Mean diffusivity (MD) in LV: Reproducibility and comparison of MBH versus NAV. a: Plot of the mean ± SD MD values for MBH and NAV, initial (day 1) and repeat (day 2) studies. b and c: Bland–Alt-man plots and line plots showing the interstudy reproducibility of the MBH (b) and NAV (c) methods. No statistically significant differences were found between initial and repeat studies. The mean MD value for the initial studies was 0.8 ± 0.2 × 10⁻³ mm²/s for MBH and 0.9 ± 0.2 × 10⁻³ mm²/s for NAV. d: Bland–Altman plot and line plot showing the MBH versus NAV method comparison. No statistically significant differences were seen between the MBH and NAV techniques.

FIG. 6

Helix angle (HA) in LV: Reproducibility and comparison of MBH versus NAV. a: Plot of the HA values for every volunteer and for MBH and NAV, initial (day 1) and repeat (day 2) studies. No statistically significant differences were found between the HA values in initial and repeat studies for either technique (MBH: P = 0.25, NAV: P = 0.28). b: Diagrams of the mean ± SD of the HA values over all volunteers.

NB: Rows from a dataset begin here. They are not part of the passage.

PR #1437, opened 2020-12-18
Add timestamp to the block

### LINKED ISSUE #1406: Add a timestamp to the block
Currently our goal is for the Agora network to produce a block every 10 minutes. However, this cannot be a hard requirement as the nodes may fail to produce the blocks in case of network outages, or in case there is inability to reach consensus in due time. 

Due to this unpredictable nature of the block creation frequency it's not possible to accurately timestamp transactions based solely on the block height of the block in which a transaction was included.

A UTC unix timestamp should be added to the block. This field will be part of the hash and therefore signed.

Since we do not have miner nodes we need to use SCP to reach consensus on the timestamp which will be set in the block. This does create some problems we need to solve:

- When should the timestamp be proposed? Should it be together with the `ConsensusData`? The problem here is that the total time it takes to **reach consensus** is unbounded, which means that by the time consensus is reached the proposed timestamp could already be quite old. Should the timestamp instead be proposed outside of `ConsensusData` in a separate round of voting after the transaction consensus has been reached? There is nothing preventing us from using SCP to vote on a separate proposal, so we might go with this approach. Voting on timestamps should be less contentious than voting on the transaction set.

To get the PoC out of the way, I suggest adding the timestamp to the `ConsensusData`. In a later implementation, we could decide to go with the alternate approach where we do a second round of voting for the timestamp. 

- How do the nodes agree on a common timestamp? In which cases would another node accept or reject a proposed timestamp? We could use [Clock.networkTime()](https://github.com/bpfkorea/agora/blob/3402716cf39f69b31995ba205730bd189aa761ab/source/agora/network/Clock.d#L109) for the baseline. But then we would need to define how much the proposed timestamp is allowed to deviate from the `networkTime()`.

I suggest adding some consensus parameter values such as `max_timestamp_deviation` which would be the max number of seconds that the proposed timestamp in `ConsensusData` may deviate from the `Clock.networkTime()`. We should also make it a rule that the proposed timestamp may only be `>=` previous block timestamp.

ferencdg:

The diagrams depict the anterior, lateral, inferior, and septal regions further subdivided in the endocardial, midendocardial, midepicardial, and epicardial layers, as defined in the segmentation scheme in Figure 3. From this, it can be observed that the endocar-dial layer HA values are lower for NAV compared with MBH. [Color figure can be viewed in the online issue, which is available at wileyonlinelibrary.com.]

FIG. 7

Three-dimensional visualization of tensor fields using superquadric glyphs (22) and 3D tractograms resulting from MBH and NAV acquisition techniques. a and b: Superquadric glyph fields within ROIs (red) located in the lateral wall of three contiguous short axis slices using MBH and NAV, respectively. The helical myofiber pattern is clearly depicted by the principal orientation of the superquadric glyphs. Variations in the glyph sizes and roundness (e.g., subendocar-dium) indicate that MBH and NAV are subject to different noise sensitivities. c and d: Overall perspective of 3D fiber tractograms using MBH and NAV, respectively. Both the MBH and NAV acquisitions depicted accurate transmural helical angles, which demonstrates the reproducibility of the NAV technique despite a relative higher noise level (as shown by the stretched fibers in the subepicardial layer).